Directions for this task
Throughout the records below, find each line holding "there" and copy it.

[Excerpts from a dataset]

PR #1170, opened 2015-07-30
Add some admin things

### LINKED ISSUE #517: add indication to admin where contact/categories have 'extra' information
Even if we don't add any capability to edit such information to admin, it's worth flagging up that such data exists (presumably displaying it (or revealing it when clicked)).

### LINKED ISSUE #580: in admin, lookup comment_user_id and show those details on body page
Using the admin to see which user was being associated with the updates coming in from Open311 -- body page shows a user ID but it would be nice if that was a lookup that showed the email address maybe

### LINKED ISSUE #601: Allow marking reports as sent in the admin
Currently you can mark a report as unsent in the admin, but you can't mark it as sent. It would be useful to have a way to do this in the admin to remove the need to go into the database and set the `whensent` column manually.

### LINKED ISSUE #638: add links to mapit pages from the admin (showing body's area)
On report admin pages, as well as showing the body ID (currently, as "For councils:") it would be handy to have a link to the MapIt page for those body IDs. This might also be useful on the admin pages for specific bodies too.

I think this should be pretty straightforward, because the "right" MapIt URL is available as the MAPIT_URL config var, and URL is of the form http://mapit.mysociety.org/area/2244.html
i.e. easy to construct knowing the body ID

Possible gotcha: might need to check if FMS is being picky about generation in MapIt, but I don't think we have a mechanism for that in place anyway…?

Use case for this:

Occasionally an FMS user disputes that the report has been sent to the correct council, and one cause of this is that they are unaware of the actual boundaries. So admin staff sometimes need to double check what's going on, and this usually entails a trip to MapIt… whose area pages (in .html format) are marvellously lovely and clear because they prettily show the boundary on the map.

A similar and *potentially* useful link on the report pages would be a link to MapIt off the coordinates. Currently the admin's report page shows the coordinates FMS is using for that point, which I suspect is only really useful in the context of MapIt anyway; and the URL again can be constructed (which is helpful because e.g., coords need to be the right way round, SRID might matter, etc).

### LINKED ISSUE #920: in admin, show metatadata for Open311 categories that have any
FMS can auto-populate body's contacts/categories with Open311's automatic service discovery, and this may include metatdata (such as "size of pothole?") -- but if metadata has been detected, it's not shown in the admin.

Should add this to the body page where the categories are listed.

The metadata is used, of course, when showing the form to the reporting user:
https://github.com/mysociety/fixmystreet/blob/master/templates/web/fixmystreet/report/new/category_extras.html
so a summary of that information could be included in the admin table.

### LINKED ISSUE #990: show user_body_permissions settings when inspecting users in the admin
Various levels of this, but just to show the 

  * if user has `user_body_permissions` settings, should show them:
    * in the /users summary table (since they are all the council users)
    * in the user_edit  page so you know when looking at the user that she/he is special

dracos:
This PR allows a body's external URL to be edited in the admin (no ticket). While it's there, it adds a mark as sent button (fixes #601); adds a link to a body's comment_user_id (fixes #580); adds mapit links to body/report pages (fixes #638); shows category extra data (fixes #517, fixes #920); lists report bodies more nicely on a report page, with links (no ticket); stars users who have moderate permission (fixes #990), and tweaks the display of body form a bit.

### DIFF
--- a/perllib/FixMyStreet/App/Controller/Admin.pm
+++ b/perllib/FixMyStreet/App/Controller/Admin.pm
@@ -425,7 +425,7 @@ sub update_contacts : Private {
 sub body_params : Private {
     my ( $self, $c ) = @_;
 
-    my @fields = qw/name endpoint jurisdiction api_key send_method send_comments suppress_alerts send_extended_statuses comment_user_id can_be_devolved parent deleted/;
+    my @fields = qw/name endpoint jurisdiction api_key send_method external_url/;
     my %defaults = map { $_ => '' } @fields;
     %defaults = ( %defaults,
         send_comments => 0,
@@ -436,7 +436,7 @@ sub body_params : Private {
         parent => undef,
         deleted => 0,
     );
-    my %params = map { $_ => $c->get_param($_) || $defaults{$_} } @fields;
+    my %params = map { $_ => $c->get_param($_) || $defaults{$_} } keys %defaults;
     return \%params;
 }
 
--- a/perllib/FixMyStreet/App/Controller/Admin.pm
+++ b/perllib/FixMyStreet/App/Controller/Admin.pm
@@ -705,6 +705,13 @@ sub report_edit : Path('report_edit') : Args(1) {
 
         $c->forward( 'log_edit', [ $id, 'problem', 'resend' ] );
     }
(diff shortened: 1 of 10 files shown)


stevenday:
:+1: this all looks good!

PR #985, opened 2015-01-06
Add JavaScript for research survey

jacksonj04:
Add JavaScript for tracking users and performing logic, and page elements to send users to the survey.

The JavaScript is a compressed version of the full code found at https://gist.github.com/jacksonj04/a84f4b0d38d02b6cee6d/3439b2c8601ec08408de0eb0e801bd107d81df0e.

PR #1175, opened 2015-08-04
Remove Quant 2 survey elements.

jacksonj04:
This pull request removes the survey link added in #985.

NB: This leaves the hooks for included template fragments in place, since they will probably come in useful in future.


dracos:
Looks fine.

PR #1178, opened 2015-08-10
Improve stored procedure performance.

dracos:
Add an index on the radian values, and switch to a full bounding box
rather than a slower angle check.
Oh and make it STABLE, that's quite important.


dracos:
Merged in 6329d2b848c405e4e646a4111941e82fcb0f33cb (as is already live).

PR #3655, opened 2021-11-12
[Shropshire] Fix defaults for central_asset_id field and prune fields

MorayMySoc:
'central_asset_id' to populate from correct field in wfs layer

Change asset item from 'grit bin' to 'salt bin' to reflect category name

Removes unused 'feature_id' fields

Removes unused 'central_asset_id' fields

'central_asset_id' on traffic signal asset to populate from correct field in wfs layer.

[skip changelog]

### DIFF
--- a/web/cobrands/shropshire/assets.js
+++ b/web/cobrands/shropshire/assets.js
@@ -18,10 +18,9 @@ var defaults = {
         }
     },
     asset_type: 'spot',
-    asset_id_field: 'central_as',
+    asset_id_field: 'CentralAssetId',
     attributes: {
-        central_asset_id: 'central_as',
-        site_code: 'site_code'
+        central_asset_id: 'CentralAssetId',
     },
     geometryName: 'msGeometry',
     srsName: "EPSG:27700",
@@ -77,11 +76,7 @@ fixmystreet.assets.add(defaults, {
         }
     },
     asset_group: "Streetlights",
-    asset_item: 'streetlight',
-    actions: {
-        asset_found: fixmystreet.assets.named_select_action_found,
-        asset_not_found: fixmystreet.assets.named_select_action_not_found
-    }
+    asset_item: 'streetlight'
 });
 
 fixmystreet.assets.add(defaults, {
@@ -90,13 +85,12 @@ fixmystreet.assets.add(defaults, {
             TYPENAME: "Traffic_Signal_Areas"
         }
     },
-    feature_code: 'FEATURE_ID',
+    asset_id_field: 'ASSET_ID',
+    attributes: {
+        central_asset_id: 'ASSET_ID',
+    },
     asset_group: 'Traffic Signals & Crossings',
-    asset_item: 'traffic signal',
-    actions: {
-        asset_found: fixmystreet.assets.named_select_action_found,
-        asset_not_found: fixmystreet.assets.named_select_action_not_found
-    }
+    asset_item: 'traffic signal'
 });
 
 fixmystreet.assets.add(defaults, {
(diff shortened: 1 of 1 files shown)


web/cobrands/shropshire/assets.js
```diff
@@ -106,7 +106,6 @@ fixmystreet.assets.add(defaults, {
         }
     },
     asset_group: 'Illuminated signs',
-    feature_code: 'CentralAssetId',
     asset_item: 'bollard',
     actions: {
         asset_found: fixmystreet.assets.named_select_action_found,
```
dracos, line 111: If you're not using feature_code, why are you calling the named_select_action_found/not_found code?

web/cobrands/shropshire/assets.js
```diff
@@ -90,7 +88,9 @@ fixmystreet.assets.add(defaults, {
             TYPENAME: "Traffic_Signal_Areas"
         }
     },
-    feature_code: 'FEATURE_ID',
+    attributes: {
+        central_asset_id: 'ASSET_ID',
+    },
     asset_group: 'Traffic Signals & Crossings',
     asset_item: 'traffic signal',
     actions: {
```
dracos, line 96: ditto

web/cobrands/shropshire/assets.js
```diff
@@ -18,10 +18,8 @@ var defaults = {
         }
     },
     asset_type: 'spot',
-    asset_id_field: 'central_as',
```
dracos, line 21: I think you wanted to keep this line, renamed as the attribute was? This is used for knowing if two assets being compared by the code are the same one, for reselecting after layer change or what have you.

web/cobrands/shropshire/assets.js
```diff
@@ -90,7 +88,9 @@ fixmystreet.assets.add(defaults, {
             TYPENAME: "Traffic_Signal_Areas"
         }
     },
-    feature_code: 'FEATURE_ID',
+    attributes: {
+        central_asset_id: 'ASSET_ID',
```
dracos, line 92: This layer *does* have SITE_CODE, so any reason not to use it? (I'm guessing maybe these are not the same site codes as we're expecting, but thought I should check)

dracos (changes requested):
Few small issues, I think.

web/cobrands/shropshire/assets.js
MorayMySoc: I though feature code was for 'construct_selected_asset_message ' and 'asset_item' was for  'named_select_action_found/not_found code'

web/cobrands/shropshire/assets.js
MorayMySoc: Wasn't sure - I thought sticking to the same asset id as provided by the default would be fine, but don't know...do you think I should?

web/cobrands/shropshire/assets.js
dracos: named_select_action_found is to, when an asset is selected, change the message to display the ID of the asset being selected. It calls construct_selected_asset_message, as you can see. asset_item is also used by it (and by other things). If you're not displaying asset IDs when assets are selected, which you don't appear to be, you don't need to call named_select_action_found or similar.

web/cobrands/shropshire/assets.js
dracos: I'd hoped you would have checked my guess about whether they weren't the same site codes or not :) I've done that now, they don't look the same at all, so no, don't use them.

web/cobrands/shropshire/assets.js
```diff
@@ -18,6 +18,7 @@ var defaults = {
         }
     },
     asset_type: 'spot',
+    central_asset_id: 'CentralAssetId',
```
dracos, line 21: the key is asset_id_field...

For completeness, presumably the traffic signal areas layer needs a different asset_id_field to match?

dracos (changes requested):
A typo, I assume, and one suggestion off of it.

dracos (approved):
Woot!

PR #3657, opened 2021-11-15
[Shropshire] Change asset layers to wfs downloaded versions

MorayMySoc:
For LAMP, PLMP, ILUM.

New layers have different keys so switching those out.


dracos (approved):
For clarity I would perhaps have two extensions of defaults, one with ASSET_ID, one with CentralAssetId, but doesn't matter

PR #3658, opened 2021-11-15
Focus style for #key-tools links/buttons

zarino:
Super quick fix, in core, for everyone, but spotted by the team at Shropshire. More noticeable `:focus` style for the `#key-tools` links at the bottom of the map page and report page sidebars.


MorayMySoc (approved):
Just oking this for formality as already in core

PR #3660, opened 2021-11-15
[Shropshire] Set 'Abandoned since field to mandatory

MorayMySoc:
The 'Abandoned since' field requires input or is rejected by confirm.

Request to make 'Registration Mark' mandatory too.


davea (approved):
Codewise this looks fine, though as mentioned on Slack there may be a better solution if Confirm is rejecting empty values for a field it doesn't consider mandatory.

PR #3662, opened 2021-11-16
[Shropshire] Ensure all staff users set a password

davea:
(This has the side effect of requiring users to change their password after ~10 years, but I think that'll be OK.)

[skip changelog]

### DIFF
--- a/perllib/FixMyStreet/Cobrand/Shropshire.pm
+++ b/perllib/FixMyStreet/Cobrand/Shropshire.pm
@@ -35,6 +35,16 @@ sub disambiguate_location {
     };
 }
 
+sub password_expiry {
+    return if FixMyStreet->test_mode;
+
+    # uncoverable subroutine
+    my $c = shift->{c};
+    return unless $c->user->from_body && $c->user->from_body->name == 'Shropshire Council';
+
+    return 86400 * 365 * 10;
+}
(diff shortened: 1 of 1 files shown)


MorayMySoc (changes requested):
This forces a user to set a password, but it doesn't force them to use it as they can still log in by requesting a link get sent to their email address to log in with. Also, if the user follows the forgotten password link, they can use a compromised email address to log in. I guess if those options were removed, an admin could then send a login email by request and a password could be reset that way?

davea:
I thought about this a bit more and can't think of a sensible way to disable email login for staff that doesn't also disable it for members of the public.

 - Maybe some JS that only reveals the "email me a link to sign in" text when a non-`@shropshire.gov.uk` email is entered?
   - feels quite clunky and surprising, and has accessibility issues
 - Maybe show an error page to users who enter a `@shropshire.gov.uk` address and click the "email me a link to sign in" or "forgotten password" link?
   - Probably would be quite irritating

MorayMySoc:
I suppose the actual content of the emails for 'forgotten password' and 'send link to sign in' could test for Shropshire and just give a policy notice instead of links.

dracos:
I'm going to assume this was decided not to be taken forward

Response to this exercise
This PR allows a body's external URL to be edited in the admin (no ticket). While it's there, it adds a mark as sent button (fixes #601); adds a link to a body's comment_user_id (fixes #580); adds mapit links to body/report pages (fixes #638); shows category extra data (fixes #517, fixes #920); lists report bodies more nicely on a report page, with links (no ticket); stars users who have moderate permission (fixes #990), and tweaks the display of body form a bit.
Codewise this looks fine, though as mentioned on Slack there may be a better solution if Confirm is rejecting empty values for a field it doesn't consider mandatory.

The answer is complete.